The Document Object Model ("DOM") is a cross-language API from the World Wide Web Consortium (W3C) for accessing and modifying XML documents.
The DOM is tremendously practical for random-access applications. SAX only tolerates a vision of one bit of the document at an instance. If you are searching at one SAX element, you encompass no contact with another.
Here is the easiest method to load an XML document and to make a minidom object by the xml.dom module.

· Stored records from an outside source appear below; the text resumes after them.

PR #636, opened 2022-03-08
Add quota service permissions to the `installer policy`

oriAdler:
This MR will enable CS to run preflight quota checks.

Related: [SDA-5429](https://issues.redhat.com/browse/SDA-5429)

### DIFF
--- a/templates/policies/sts_installer_permission_policy.json
+++ b/templates/policies/sts_installer_permission_policy.json
@@ -169,6 +169,8 @@
                 "s3:PutObject",
                 "s3:PutObjectAcl",
                 "s3:PutObjectTagging",
+                "servicequotas:GetServiceQuota",
+                "servicequotas:ListAWSDefaultServiceQuotas",
                 "sts:AssumeRole",
                 "sts:AssumeRoleWithWebIdentity",
                 "sts:GetCallerIdentity",
--- a/assets/bindata.go
+++ b/assets/bindata.go
@@ -739,6 +739,8 @@ var _templatesPoliciesSts_installer_permission_policyJson = []byte(`{
                 "s3:PutObject",
                 "s3:PutObjectAcl",
                 "s3:PutObjectTagging",
+                "servicequotas:GetServiceQuota",
+                "servicequotas:ListAWSDefaultServiceQuotas",
                 "sts:AssumeRole",
                 "sts:AssumeRoleWithWebIdentity",
                 "sts:GetCallerIdentity",


oriAdler:
@zgalor @pvasant PTAL

pvasant:
@jharrington22  @vkareh @arendej  PTAL

vkareh:
This looks good to me.

I would like @arendej's opinion before merging

templates/policies/sts_installer_permission_policy.json
```diff
@@ -169,6 +169,8 @@
                 "s3:PutObject",
                 "s3:PutObjectAcl",
                 "s3:PutObjectTagging",
+                "servicequotas:GetServiceQuota",
+                "servicequotas:ListAWSDefaultServiceQuotas",
```
jharrington22, line 173: @oriAdler do you only need these two? We were initially requesting these as part of the OSD service definition SCP policy

```
            "Action": [
                "servicequotas:ListServices",
                "servicequotas:GetRequestedServiceQuotaChange",
                "servicequotas:GetServiceQuota",
                "servicequotas:RequestServiceQuotaIncrease",
                "servicequotas:ListServiceQuotas"
            ],
```

pvasant: @jharrington22  this PR is primarily focused on the preflight requirement. So we kept it as just listing and read-only permissions. Why do we need   "servicequotas:ListServices" though 
https://issues.redhat.com/browse/SDE-1545

arendej:
LGTM

templates/policies/sts_installer_permission_policy.json
oriAdler: I'm currently working on adding the [`EIPs` preflight check](https://issues.redhat.com/browse/SDA-5288) and using the next API call:
`client.GetServiceQuota(ctx, QuotaCode, ServiceCode)`

So this permission `"servicequotas:GetServiceQuota"` is sufficient at the moment.

I assume that for `SDA-4852 Internet Gateway Exceeded`, `SDA-5015 - NAT Gateway Exceeded`, 
`SDA 5043 - Too many buckets`, `SDA-5287 -  ec2 1216C47A quota` we'll use the same API call
to get the resource limit on the account.

jharrington22: Ok this make sense, I thought you were listing and checking the same way the CLI does it but you have a defined list of service codes. We have the RequestServiceQuotaIncrease for the AWS account operator.

jharrington22 (approved):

The minidom object gives an easy parser method that rapidly creates a DOM tree from the XML file.
The sample phrase calls the parse( file [,parser] ) function of the minidom object to parse the XML file designated by the file into a DOM tree object.
#!/usr/bin/python from xml.dom.minidom import parse import xml.dom.minidom # Open XML document using minidom parser DOMTree = xml.dom.minidom.parse("movies.xml") collection = DOMTree.documentElement if collection.hasAttribute("shelf"): print "Root element : %s" % collection.getAttribute("shelf") # Get all the movies in the collection movies = collection.getElementsByTagName("movie") # Print detail of each movie. for movie in movies: print "*****Movie*****" if movie.hasAttribute("title"): print "Title: %s" % movie.getAttribute("title") type = movie.getElementsByTagName('type')[0] print "Type: %s" % type.childNodes[0].data format = movie.getElementsByTagName('format')[0] print "Format: %s" % format.childNodes[0].data rating = movie.getElementsByTagName('rating')[0] print "Rating: %s" % rating.childNodes[0].data description = movie.getElementsByTagName('description')[0] print "Description: %s" % description.childNodes[0].data
This would produce the following result:
Root element : New Arrivals *****Movie***** Title: Enemy Behind Type: War, Thriller Format: DVD Rating: PG Description: Talk about a US-Japan war *****Movie***** Title: Transformers Type: Anime, Science Fiction Format: DVD Rating: R Description: A schientific fiction *****Movie***** Title: Trigun Type: Anime, Action Format: DVD Rating: PG Description: Vash the Stampede! *****Movie***** Title: Ishtar Type: Comedy Format: VHS Rating: PG Description: Viewable boredom
Here at Intellinuts, we have created a complete Python tutorial for Beginners to get started in Python.